## TASK ITEM
Pick out the lines below that contain the string "said" and copy them all.

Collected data
PR #96, opened 2021-03-10
Feature/project item delete [MARXAN-101]

mbarrenechea:
### Overview

This PR adds:
- Click on the delete button shows a prompt that allows you to delete a project


pablopareja (commented):
I'm not sure if it's something expected at this stage of the implementation process but, it seems that projects that have scenarios associated to them cannot be removed 👇 
image
image

mbarrenechea:
> I'm not sure if it's something expected at this stage of the implementation process but, it seems that projects that have scenarios associated to them cannot be removed 👇
> image
> image
Yes. it's something we are aware of => https://vizzuality.atlassian.net/browse/MARXAN-101

PR #99, opened 2021-03-11
configure allowed included entities + add way to document this in OpenAPI docs [MARXAN-208]

hotzevzl:
See https://vizzuality.atlassian.net/browse/MARXAN-208


aagm (approved):
The only thing that i miss is a way for the api user to know which are the available include relationships on each module. Apart from that i've been able to properly fetch relationships in projects related users and scenarios

hotzevzl:
> The only thing that i miss is a way for the api user to know which are the available include relationships on each module. Apart from that i've been able to properly fetch relationships in projects related users and scenarios.

We do have support for this!

Screenshot_2021-03-18 Swagger UI

The OpenAPI output is configured here:
https://github.com/Vizzuality/marxan-cloud/pull/99/files#diff-8004824776c1bfc398aac2199f95ff630b5396ffcf741c1376fa9ecb8d10d26eR18

And the actual includes are configured here (for example in the `OrganizationsModule`):
https://github.com/Vizzuality/marxan-cloud/pull/99/files#diff-e91240c8879096abe6a97f2b8844c2334218db945b3ffb8fcec867f608578c6eR13
and
https://github.com/Vizzuality/marxan-cloud/pull/99/files#diff-31c1831c70abddff8ac7ae1d5cf8e41d9fcc3fdf16676b41ff622909c41a35e5R60

What I don't super like is that for the serializer configuration we have strong typing for an entity's own attributes:
https://github.com/Vizzuality/marxan-cloud/pull/99/files#diff-2b5d0b429abc297338bc221e8ead6e8a79e22113a0c29eb0050afddeb3b29f1cR37
but not for those of included entities:
https://github.com/Vizzuality/marxan-cloud/pull/99/files#diff-2b5d0b429abc297338bc221e8ead6e8a79e22113a0c29eb0050afddeb3b29f1cR40

But this is a bit more complicated...

PR #101, opened 2021-03-16
event module [MARXAN-124]

hotzevzl:
See https://vizzuality.atlassian.net/browse/MARXAN-124


aagm (approved):
The changelog is the only thing I miss, but apart from that, the test runs as expected and I was able to play with the events module. I think this is ready to be merge!

hotzevzl:
@aagm thanks, changelog is now updated, going to merge! 🚀

PR #107, opened 2021-03-23
allow to specify includes in singular get endpoints; add base filters for scenarios, projects and organizations [MARXAN-212] [MARXAN-213]

hotzevzl:
See https://vizzuality.atlassian.net/browse/MARXAN-212 and https://vizzuality.atlassian.net/browse/MARXAN-213

### DIFF
--- a/api/CHANGELOG.md
+++ b/api/CHANGELOG.md
@@ -6,9 +6,27 @@ The format is based on [Keep a Changelog](https://keepachangelog.com/en/1.0.0/),
 and this project adheres to [Semantic
 Versioning](https://semver.org/spec/v2.0.0.html).
 
-## [0.2.0]
+
+## [0.3.0]
 
 Unreleased
+
+### Added
+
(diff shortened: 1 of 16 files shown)


aagm (commented):
Ok includes for the specific relations works for me; said that users retrieve me an empty array; not sure if that should be the case. Apart from that :tada:

hotzevzl:
> Ok includes for the specific relations works for me; said that users retrieve me an empty array; not sure if that should be the case. Apart from that tada

yes and no - the array should be empty because we don't actually have any code that associates users directly to other entities right now, except a few `INSERTS` in the test data seed that gives users roles on seed organizations and projects...

In this phase we'll only support granting users roles on organizations, but my plan is to create implicit roles on projects (maybe not scenarios) that are part of each organization, so this property may eventually get populated for projects too. For now it is expected for the `users` prop to always be empty.

PR #118, opened 2021-04-07
docker build for app

hotzevzl:
see https://vizzuality.atlassian.net/browse/MARXAN-207


hotzevzl:
@mbarrenechea this is as far as I got earlier this week.

The multi-stage Docker build lifted pretty much verbatim from the nextjs docs works fine, but I am missing something as the built tree in the Docker image doesn't have all I expect, and in fact when starting the app via `docker-compose up --build app` I see the error message below which to my n00b eye sounds like there's something my build setup is not building correctly.

```
marxan-app            | internal/modules/cjs/loader.js:818
marxan-app            |   throw err;
marxan-app            |   ^
marxan-app            |
marxan-app            | Error: Cannot find module '/app/start'
marxan-app            |     at Function.Module._resolveFilename (internal/modules/cjs/loader.js:815:15)
marxan-app            |     at Function.Module._load (internal/modules/cjs/loader.js:667:27)
marxan-app            |     at Function.executeUserEntryPoint [as runMain] (internal/modules/run_main.js:60:12)
marxan-app            |     at internal/main/run_main_module.js:17:47 {
marxan-app            |   code: 'MODULE_NOT_FOUND',
marxan-app            |   requireStack: []
marxan-app            | }
marxan-app exited with code 1
```

PR #814, opened 2022-02-09
MARXAN-1090-scenarioLockInfo

rubvalave:
-Adds GET endpoints `projects/:projectId/editing-locks` and `scenarios/:scenarioId/editing-locks` to check on scenario locks info.
-Refactors locks e2e tests into their own file and adds new tests for GET endpoints.


api/apps/api/src/modules/projects/projects.controller.ts
```diff
@@ -523,4 +523,22 @@ export class ProjectsController {
...
+  async findLocksForProject(
+    @Param('projectId', ParseUUIDPipe) projectId: string,
+    @Req() req: RequestWithAuthenticatedUser,
+  ): Promise<ScenarioLockResultPlural> {
+    const result = await this.projectsService.findAllLocks(
+      projectId,
+      req.user.id,
+    );
+    if (isLeft(result)) {
+      throw new ForbiddenException();
```
hotzevzl, line 539: i'm not sure this will cover (and keep covering, in case we add/change stuff upstream in the call stack) all the possible errors we may want to expose to API consumers, but on the other hand I'd not want to go down the bulldozer route of exhaustive checks here, given that this is a fairly unexciting corner of the API. Just an invitation to think whether we may need to handle other kinds of HTTP responses here.

hotzevzl: tl;dr I think we're covering all we need and all we can expect right now - if we add more failure cases upstream in the future, we can think about whether we need different HTTP error statuses

api/apps/api/src/modules/scenarios/scenarios.controller.ts
```diff
@@ -1221,4 +1224,19 @@ export class ScenariosController {
...
     }
   }
+
+  @Get(':scenarioId/editing-locks')
+  @ApiOperation({ summary: 'Get all locks' })
+  async findLocksForScenario(
+    @Param('scenarioId', ParseUUIDPipe) scenarioId: string,
+    @Req() req: RequestWithAuthenticatedUser,
+  ): Promise<ScenarioLockResultPlural> {
+    const result = await this.service.findAllLocks(scenarioId, req.user.id);
```
hotzevzl, line 1234: can we actually have more than one lock per scenario? IIRC we have a unique constraint at db level (but it may make sense to keep the payload structure similar between projects and scenarios, so in any case I don't think that returning an array in `data` here is an issue).

hotzevzl (approved):
well done for also being a good scout and tidying up the lock-related test files 🚀 

just see about the issue of giving viewers access to lock data, and I think this PR is done 😃 

and thanks for your patience through today's rebase mayhem 😬

api/apps/api/src/modules/scenarios/scenarios.controller.ts
rubvalave: I think I misunderstood something on the MARXAN-1090 comment you posted:

> This could be queried in two ways:
>
>`GET /api/v1/projects/:projectId/editing-locks`
>
>`GET /api/v1/scenarios/:scenarioId/editing-locks`
>
>In the first case, we look up the list of scenarios in the project by the project id and return the lock status of them all.
>
>In the second case, we look up the parent project of whatever scenarioId we get, then likewise return the lock status >of all the scenarios in the project (so all the sibling scenarios of the one that happened to be used to query this data). >Of course we could instead only return the lock metadata of the given scenario, if a typical use case is to check only >the current lock status of the scenario the user is currently editing (so we can ignore changes to locks of sibling >scenarios). Query time will be negligible in all cases, but if users have hundreds of scenarios :exploding_head: then >we could save on response payload sizes here.

As you can see, the second case (scenario) should also return all the scenarios in the project and that's why I was returning an array as well here in `data`.

tiagojsag (commented):
I approve because andrea approves :P

api/apps/api/src/modules/scenarios/scenarios.controller.ts
hotzevzl: lol, I had forgotten about my own evil plan. sorry.

so, great - functionally it's all good. Just see if you wish to make the evilness of the evil plan more explicit by renaming the functions involved in this "find on parent project by current scenario id".

api/apps/api/src/modules/scenarios/scenarios.controller.ts
```diff
@@ -1221,4 +1224,31 @@ export class ScenariosController {
...
```
hotzevzl, line 1234:
```suggestion
  @Get(':scenarioId/editing-locks')
  @ApiOperation({ summary: 'Get all locks for scenarios of this scenario\'s parent project' })
  async findLocksForScenariosWithinParentProject(
    @Param('scenarioId', ParseUUIDPipe) scenarioId: string,
    @Req() req: RequestWithAuthenticatedUser,
  ): Promise<ScenarioLockResultPlural> {
    const result = await this.service.findAllLocksForScenariosWithinParentProject(scenarioId, req.user.id);
```

hotzevzl (approved):

PR #817, opened 2022-02-10
Infrastructure - Initial TF setup, container registry and docker image build + push

tiagojsag:
This PR adds the basics of TF (remote state) and the docker image registry on Azure. It also has a k8s cluster, but that will be iterated on later, right now it's pretty much barebones.

It bumps the nodejs version on the FE app to 14.18 (to match the API, just because) and it adds a dockerfile to it too

In parallel, I removed all references to user ids and group ids from all docker images, because honestly those are probably a bad solution to whatever problem someone had and did not document - we have other projects running just fine without using these hacks.

Last but not least, GH actions to build and push docker images for the 3 apps to the azure container registry.


hotzevzl (approved):
🙌🏼 it's alive! or about to be, once these CI pipelines start chugging away 🚀 

with the caveat that I cannot say that it's mostly Greek to me only because I know (ancient) Greek and the non-TF part looks ok, let's get this chugging!

tiagojsag:
@hotzevzl any clue why tests are failing? too much output, and too many things that seem like expected errors, to the point where I cant tell apart what's expected and whats not

hotzevzl:
> @hotzevzl any clue why tests are failing? too much output, and too many things that seem like expected errors, to the point where I cant tell apart what's expected and whats not

It looks like the usual poltergeist tests (polterteists?) that we've been getting more of recently. I've set up a runner on a spare VM but i'm scared as hell of trying it out even only temporarily (i did remove the ability for passersby to open PRs, but still...)

hotzevzl:
polterteists passed on fourth attempt, let's MERGE ALL THE THINGS!

hotzevzl:
forgot to mention - not for this PR of course, but I suggest to complement the documentation in this PR with a separate bit listing the account/service principal/etc requirements that are needed in order to manage the infra via TF on Azure (=> which kind of least-privilege access needs to be granted in order for engineers to be able to tf apply all the things - will also be relevant for TNC to prepare things for Vizz to set up an environment on TNC's Azure account)

PR #820, opened 2022-02-10
front(feat): features new workflow[MARXAN-1260]

anamontiaga:
### Designs

[Figma Designs](https://www.figma.com/file/DpHfvKRBNQylK71c0nq2FD/Marxan-Visual_Internal?node-id=6717%3A10847)

### Feature relevant tickets
[MARXAN-1260](https://vizzuality.atlassian.net/browse/MARXAN-1260)


anamontiaga:
There is a problem when the intersection between features is made and the job is executed, apparently it is executed the geofeatureStratification job and we should need to be included on status. 

I think this is happening also in the previous version

mbarrenechea (approved):

PR #825, opened 2022-02-14
MARXAN-1261 Requested changes for scenario locks endpoints

rubvalave:
-Changes `PATCH /scenarios/:scenarioId/release-lock` into `DELETE /scenarios/:scenarioId/lock`.
-Changes `GET /scenarios/:scenarioId/editing-locks` payload. No more an array of every scenario lock of the parent project of the scenario. It returns either the current lock in place (`{userId, scenarioId, createdAt}`) or null if unlocked.
-Adapt e2e tests to endpoint changes.

### DIFF
--- a/api/apps/api/src/modules/scenarios/scenarios.controller.ts
+++ b/api/apps/api/src/modules/scenarios/scenarios.controller.ts
@@ -1189,15 +1189,15 @@ export class ScenariosController {
 
   @ApiOperation({
     description: `End Scenario Editing session.`,
-    summary: `Releases the lock created on a scenario so other
+    summary: `Deletes the lock created on a scenario so other
     users can start editing the scenario.`,
   })
   @ApiNoContentResponse({
     status: 204,
-    description: 'Lock was released correctly',
+    description: 'Lock was deleted correctly',
   })
   @HttpCode(HttpStatus.NO_CONTENT)
-  @Patch(`:id/release-lock`)
+  @Delete(`:id/lock`)
   async endScenarioEditingSession(
     @Param('id', ParseUUIDPipe) id: string,
     @Req() req: RequestWithAuthenticatedUser,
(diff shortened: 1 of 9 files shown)


api/apps/api/src/modules/scenarios/scenarios.controller.ts
```diff
@@ -1189,15 +1189,15 @@ export class ScenariosController {
...
   @ApiOperation({
     description: `End Scenario Editing session.`,
-    summary: `Releases the lock created on a scenario so other
+    summary: `Deletes the lock created on a scenario so other
     users can start editing the scenario.`,
   })
   @ApiNoContentResponse({
     status: 204,
-    description: 'Lock was released correctly',
+    description: 'Lock was deleted correctly',
```
hotzevzl, line 1197: Super minor: I'd say there's no need to rephrase this - we use `DELETE` because that's the verb we get from mighty HTTP, but in domain language, we still release the lock.

hotzevzl (approved):

api/apps/api/src/modules/scenarios/scenarios.controller.ts
```diff
@@ -1232,7 +1232,7 @@ export class ScenariosController {
   async findLocksForScenariosWithinParentProject(
     @Param('scenarioId', ParseUUIDPipe) scenarioId: string,
     @Req() req: RequestWithAuthenticatedUser,
-  ): Promise<null | ScenarioLockResultSingular> {
+  ): Promise<{ data: null } | ScenarioLockResultSingular> {
```
hotzevzl, line 1235: mh, what about adding to `ScenarioLockResultSingular` and `ScenarioLockResultPlural` the option for data to be undefined, instead? it's a small thing, but I'd try to avoid ad-hoc inline types if possible.

PR #831, opened 2022-02-15
MARXAN-1237-scenarioLocks-on-all-endpoints

rubvalave:
-Adds new lock logic check into every POST/PATCH/DELETE endpoint. Uses a flag for DELETE.
-Implements poor person's version of LOFU (Lock on first use)
-Adapts tests where needed for this new logic check, though with LOFU this would not be as needed as before.
-Refactors `aclErrorHandler` to address every type of error needed for `scenarios.controller` using exhaustive pattern (maybe the name should be changed into just  `errorHandler` or `exhaustiveErrorHandler`?).

### DIFF
--- a/api/apps/api/src/modules/scenarios/scenarios.controller.ts
+++ b/api/apps/api/src/modules/scenarios/scenarios.controller.ts
@@ -1,7 +1,5 @@
 import {
-  BadRequestException,
   Body,
-  ConflictException,
   Controller,
   Delete,
   ForbiddenException,
@@ -9,8 +7,6 @@ import {
   Header,
   HttpCode,
   HttpStatus,
-  InternalServerErrorException,
-  NotFoundException,
   Param,
   ParseUUIDPipe,
   Patch,
--- a/api/apps/api/src/modules/scenarios/scenarios.controller.ts
+++ b/api/apps/api/src/modules/scenarios/scenarios.controller.ts
@@ -63,11 +63,7 @@ import {
 import { UpdateScenarioPlanningUnitLockStatusDto } from './dto/update-scenario-planning-unit-lock-status.dto';
 import { ShapefileGeoJSONResponseDTO } from './dto/shapefile.geojson.response.dto';
 import { ApiConsumesShapefile } from '@marxan-api/decorators/shapefile.decorator';
-import {
-  projectDoesntExist,
-  projectNotReady,
-  ScenariosService,
-} from './scenarios.service';
+import { ScenariosService } from './scenarios.service';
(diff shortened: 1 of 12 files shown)


AaronPerezPerez (approved):

api/apps/api/src/modules/scenarios/scenarios.controller.ts
```diff
@@ -308,23 +270,10 @@ export class ScenariosController {
...
-          );
-        case blmCreationFailure:
-          throw new InternalServerErrorException(
-            `Could not create initial BLM for scenario`,
-          );
-
-        default:
-          throw new InternalServerErrorException();
-      }
+      return aclErrorHandler(result.left, {
```
hotzevzl, line 273: formally, `aclErrorHandler()`'s return type should be `Never`, so the `return` here (and in all the occurrences in this controller) should be redundant and slightly misleading to the reader of this piece of code.

another opinionated opinion here is that although `aclErrorHandler()` tidies up a lot of scattered error handling in one single neatly organized place, we end up throwing out of sight. I'm looking at this on GH so I'm likely to suggest some nonsense, but what about instead using `aclErrorHandler()` as an error translation layer (so it could be `mapAclDomainErrorToHttpError()`, maybe?), where each branch of the `switch` statement would *return* a `new HttpErrorOfSomeKind(options)`, which we would then `throw` in the controller functions?

so here specifically, this would be

```
throw mapAclDomainErrorToHttpError(result.left, {
  userId: req.user.id,
  resourceType: 'scenarios',
});
```

I am not super comfortable with this either, and I haven't really ever seen anything like this in JS or other languages, so I may just be hallucinating. The idea of a domain-to-http error translation layer sounds appealing to me in terms of readability/maintainability, but it may be just me 😬 

Also, `resourceType` may be set from `scenarioResource.name.plural`

hotzevzl (approved):

api/apps/api/src/modules/scenarios/scenarios.controller.ts
hotzevzl: well, since I had that nagging feeling that I was reinventing something from first principles, my brain went on a further neural flare and I eventually _remembered_ that NestJS gives us the lovely _exception filters_ functionality.

All is good and let's merge - but, maybe, maybe, the use of expressive errors via `Maybe`/`Either` could be pushed to the very end by throwing a generic `AclError` (or something like this) everywhere in these controllers, passing to it whatever `left` values we have there, and move the mapping from domain errors to HTTP exceptions to an exception filter.

Absolutely not _now_ of course, but I have the feeling this would be the ultimate logical evolution of the `Either` setup. Something to chew on 😄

## THE COMPLETED TASK
Ok includes for the specific relations works for me; said that users retrieve me an empty array; not sure if that should be the case. Apart from that :tada:
> Ok includes for the specific relations works for me; said that users retrieve me an empty array; not sure if that should be the case. Apart from that tada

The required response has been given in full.